Differences in payer evaluation and coverage of pharmaceuticals and medical procedures suggest that coverage may differ for medications and procedures independent of their clinical benefit. We hypothesized that coverage for medications is more restricted than corresponding coverage for nonmedication interventions.
We included top-selling medications and highly utilized procedures. For each intervention–indication pair, we classified value in terms of cost-effectiveness (incremental cost per quality-adjusted life-year), as reported by the Tufts Medical Center Cost-Effectiveness Analysis Registry. For each intervention–indication pair and for each of 10 large payers, we classified coverage, when available, as either “more restrictive” or as “not more restrictive,” compared with a benchmark. The benchmark reflected the US Food and Drug Administration label information, when available, or pertinent clinical guidelines. We compared coverage policies and the benchmark in terms of step edits and clinical restrictions. Finally, we regressed coverage restrictiveness against intervention type (medication or nonmedication), controlling for value (cost-effectiveness more or less favorable than a designated threshold).
We identified 392 medication and 185 procedure coverage decisions. A total of 26.3% of the medication coverage and 38.4% of the procedure coverage decisions were more restrictive than their corresponding benchmarks.
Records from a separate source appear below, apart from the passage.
Issue #1067, opened 2024-02-20
allow seeing ERC1155-items in metamask UI


chrisfarms:
there is an API to tell metamask about tokens to display ... we should use it to allow people to see their wallet-owned downstream-items

Issue #1056, opened 2024-02-16
erc1155 compatible item exchange


5p0rt5BEArD:
we want to make it possible to transfer items from unit inventories into a player wallet inventory ... items in this wallet inventory act like standard erc1155 tokens

Issue #1062, opened 2024-02-20
prompt user to add/switch networks if provider detected on wrong network


chrisfarms:
we want to ensure any connected wallet providers have the correct network selected

so that we can start doing some things that interact with the network directly (like minting tokens that can be seen in wallets)

for kick off:

* each hexwood0....hexwood16 deployment has it's own RPC network endpoint
* do we need to give them each unique chain ids too?
* this doesn't apply to the throwaway/burner providers
* focus on metamask, but maybe investigate how walletconnect providers will be affected, potentially spinning out future task

PR #1081, opened 2024-02-26
import / export items as ERC1155 tokens

chrisfarms:
### what

* Allow players to import and export downstream items into an ERC1155 compatible form for use outside of the main game world
* Players get a kind of "global inventory" which they can move items into or out of, when items are in this inventory they behave as standard ERC1155 tokens, and can be transferred.

https://github.com/playmint/ds/assets/45921/856930fa-3e35-45fa-ab39-df08a2b6606f

### why

* we believe having a mechanism for exchanging tokens outside of the main game will give additional surface area for composability/interoperability

### how

There are two new game actions:

* `EXPORT_ITEM`  - transfer an item you have control over in game to an ethereum address
* `IMPORT_ITEM` - transfer an item you have in your player wallet into an in-game inventory

### testing with metamask

👀 **Please read!** ... metamask integration is flakey

You can test this out and play with the metamask bits, but you must:

* Set "display nft media" to `true` ... in metamask `settings -> security/privacy` 
* You must manually add the localhost network  and ensure you are using it (until #1062 is done)
* You must clear all the activity/nonce history each time you start `make dev`
* Metamask lags behind the network alot ... you will need to spam the "add token to metamask" button alot before it eventully works
* Any tokens you add may not update their state until you click on them... so they can get out of sync easily
* **this one is the best** ... there's a bug in the "send" feature, it will ask you to type in a balance to send ... it only lets you type in decimal, but behind the scenes it sends as hex ... so sending `10` will send `16` .... tbh they do say they don't actually support sending, so guess it's a work in progress ... but probably stick to sending small numbers to avoid confusion
* the way metamask queries the chain via old state means I had to disable anvil's prune-history 😱  .... this is BAD as prune-history is the thing that is keeping anvil's disk/memory usage low
* you will also need some ETH to do a transfer ... give yourself some eth with `cast send --private-key 0x8451fe83595a88521cac265c1356568ab84c2b5d81654f36ea309be28ded5a0d --value 5.0ether $YOUR_ADDRESS` (replacing the YOUR_ADDRESS bit)

### related

* resolves: #1056 
* resolves: #1067 

### todo

before merge...

* [x] resolve issue where pending state does update on transfer
* [x] what to do about prune-history
* [x] check wallet-inventory works alongside quests panel
* [x] tidy up the text in the wallet inventory panel
* [x] stop throwing in inventory failure

### DIFF
--- a/contracts/src/Items1155.sol
+++ b/contracts/src/Items1155.sol
@@ -1,7 +1,6 @@
 // SPDX-License-Identifier: UNLICENSED
 pragma solidity ^0.8.13;
 
-import "forge-std/console2.sol";
 import "cog/IState.sol";
 import {Schema, Node, Kind, GOO_GREEN, GOO_BLUE, GOO_RED} from "@ds/schema/Schema.sol";
 import "@ds/utils/Base64.sol";
@@ -97,7 +96,6 @@ contract Items1155 is ERC1155 {
         bytes calldata data
     ) public virtual override {
         super.safeBatchTransferFrom(from, to, ids, amounts, data);
-        console2.log("------safeBatchTransferFrom");
 
         for (uint256 i = 0; i < ids.length; i++) {
             _updateOwnedToken(from, to, ids[i], amounts[i]);
@@ -106,11 +104,6 @@ contract Items1155 is ERC1155 {
 
     function _updateOwnedToken(address from, address to, uint256 tokenId, uint256 amount) public virtual {
         bytes24 itemId = bytes24(uint192(tokenId));
-
-        console2.log("to", to);
-        console2.log("tokenId", tokenId);
-        console2.log("addr", address(this));
-        console2.log("amount", amount);
 
         // decement from
         if (from != address(0)) {
--- a/contracts/src/Items1155.sol
+++ b/contracts/src/Items1155.sol
@@ -105,7 +105,7 @@ contract Items1155 is ERC1155 {
     function _updateOwnedToken(address from, address to, uint256 tokenId, uint256 amount) public virtual {
         bytes24 itemId = bytes24(uint192(tokenId));
 
-        // decement from
+        // decrement from
         if (from != address(0)) {
             bytes24 ownedTokenId = Node.OwnedToken(tokenId, Node.Player(from));
             (bytes24 existingItem, uint64 existingBalance) = state.getItemSlot(ownedTokenId, 0);
--- a/contracts/src/Items1155.sol
+++ b/contracts/src/Items1155.sol
@@ -1,0 +1,138 @@
+// SPDX-License-Identifier: UNLICENSED
+pragma solidity ^0.8.13;
+
+import "forge-std/console2.sol";
+import "cog/IState.sol";
+import {Schema, Node, Kind, GOO_GREEN, GOO_BLUE, GOO_RED} from "@ds/schema/Schema.sol";
+import "@ds/utils/Base64.sol";
+import "@ds/utils/LibString.sol";
+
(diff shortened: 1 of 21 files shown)


contracts/src/Items1155.sol
```diff
@@ -0,0 +1,131 @@
...
+
+        for (uint256 i = 0; i < ids.length; i++) {
+            _updateOwnedToken(from, to, ids[i], amounts[i]);
+        }
+    }
+
+    function _updateOwnedToken(address from, address to, uint256 tokenId, uint256 amount) public virtual {
+        bytes24 itemId = bytes24(uint192(tokenId));
+
+        // decement from
```
5p0rt5BEArD, line 108:
```suggestion
        // decrement from
```

contracts/test/rules/InventoryRule.t.sol
```diff
@@ -47,23 +47,23 @@ contract InventoryRuleTest is Test, GameTest {
             mobileUnit, // location of from-bag
             mobileUnit // location to to-bag
         );
-        vm.stopPrank();
+        // vm.stopPrank();
```
5p0rt5BEArD, line 50: Why are all these commented out?

5p0rt5BEArD (commented):
Should we have some test code for the new import / export actions?

contracts/test/rules/InventoryRule.t.sol
chrisfarms: I was testing with a newer foundry/forge ... where they have changed how stopPrank works, and it's now an error to call it twice (which all these things do due to the implied stop at the end).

After controlling for value, the odds of being more restrictive were 42% lower for medications than for procedures. Including unfavorable tier placement in the definition of “more restrictive” greatly increased the proportion of medication coverage decisions classified as “more restrictive” and reversed our findings.
Therapy access depends on factors other than cost and clinical benefit, suggesting potential health care system inefficiency.